== RECORDS

PR #4654, opened 2025-10-07
Refactor access_report grouping logic in audit log

AnXh3L0:
Changed grouping to single user, sequential, same-action, same-day only


evilaliv3:
From the meeting, i discovered i might have not integrated some parts specifically the filter on the sure. Let me pick up this

PR #4747, opened 2026-02-15
Add path validation and input format checks for password reset tokens

chiranjeevi-max:
Before submitting a pull request, please ensure the following:

- [x] The pull request includes a description of the problem you're trying to solve.
- [x] The pull request provides an overview of the suggested solution.
- [x] The proposed code is fully functional.
- [x] The proposed code includes relevant tests to verify its functionality.
- [x] All new and existing tests pass successfully.
- [x] Overall code quality and test coverage metrics are not reduced by more than 0.5%

## Problem

The password reset functionality uses user-supplied `reset_token` values directly in file path operations without validation. This could allow malformed input to reference unintended file paths.

## Solution

Add two layers of input validation:

1. **Input format validation:** Added `token_regexp` pattern (`^[a-f0-9]{64}$`) to validate reset tokens match the expected 64-character hexadecimal format before processing

2. **Path validation:** Added `directory_traversal_check()` calls before file operations in:
    * `validate_password_reset()` in `reset_password.py`
    * `change_password()` in `operation.py`

## Changes

* `backend/globaleaks/rest/requests.py` - Added token format regex validation
* `backend/globaleaks/handlers/user/reset_password.py` - Added path validation
* `backend/globaleaks/handlers/user/operation.py` - Added path validation
* `backend/globaleaks/tests/handlers/user/test_reset_password.py` - Updated tests for new validation

### DIFF
--- a/.github/ISSUE_TEMPLATE/bug_report.yml
+++ b/.github/ISSUE_TEMPLATE/bug_report.yml
@@ -1,18 +1,20 @@
 name: Report a bug
-description: Tell us about a bug or issue you may have identified.
-title: "Provide a general summary of the issue"
+description: Tell us about a bug or issue you have identified.
+title: "Bug: [Short summary of the issue]"
+
 body:
-  - type: checkboxes
+  - type: markdown
     attributes:
-      label: Prerequisites
-      description: Help us resolve issues faster by completing the following.
-      options:
-        - label: I have read the [contributing guidelines](https://github.com/globaleaks/globaleaks-whistleblowing-software/blob/main/.github/CONTRIBUTING.md)
-          required: true
-        - label: I have [searched existing issues](https://github.com/globaleaks/globaleaks-whistleblowing-software/issues?utf8=%E2%9C%93&q=is%3Aissue) for duplicates or prior discussions
-          required: true
-        - label: I have attempted to [reproduce the issue](https://try.globaleaks.org) on [try.globaleaks.org](https://try.globaleaks.org)
-          required: true
+      value: |
+        ## Guidance
+
+        Please use this template to clearly describe the reported bug. Well-structured reports help us identify and fix issues efficiently.
+
+        Before proceeding, please ensure you:
+        - Review the [Contributing Guidelines](https://github.com/globaleaks/globaleaks-whistleblowing-software/blob/main/.github/CONTRIBUTING.md)
+        - Follow the project [Code of Conduct](https://github.com/globaleaks/globaleaks-whistleblowing-software/blob/stable/CODE_OF_CONDUCT.md)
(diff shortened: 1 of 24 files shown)


chiranjeevi-max:
Hi @evilaliv3 ,

can you review this change?

Also, I noticed a CI failure in `18-test-globaleaks-process.cy.ts` (timeout waiting for #TipCommentsBox), which appears to be not related to my change. The password reset test (`04-test-user-password-reset.cy.ts`) passes.

evilaliv3:
Thank you @chiranjeevi-max 

Do you mind clarifying the attack possibilities that you have identified and what lead you to discover the situation?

====

- _PROBLEM_
Starting from the records above, filter out all lines except those containing the word "proposed".

- _RESULT OF THE EXERCISE_
- [x] The proposed code is fully functional.
- [x] The proposed code includes relevant tests to verify its functionality.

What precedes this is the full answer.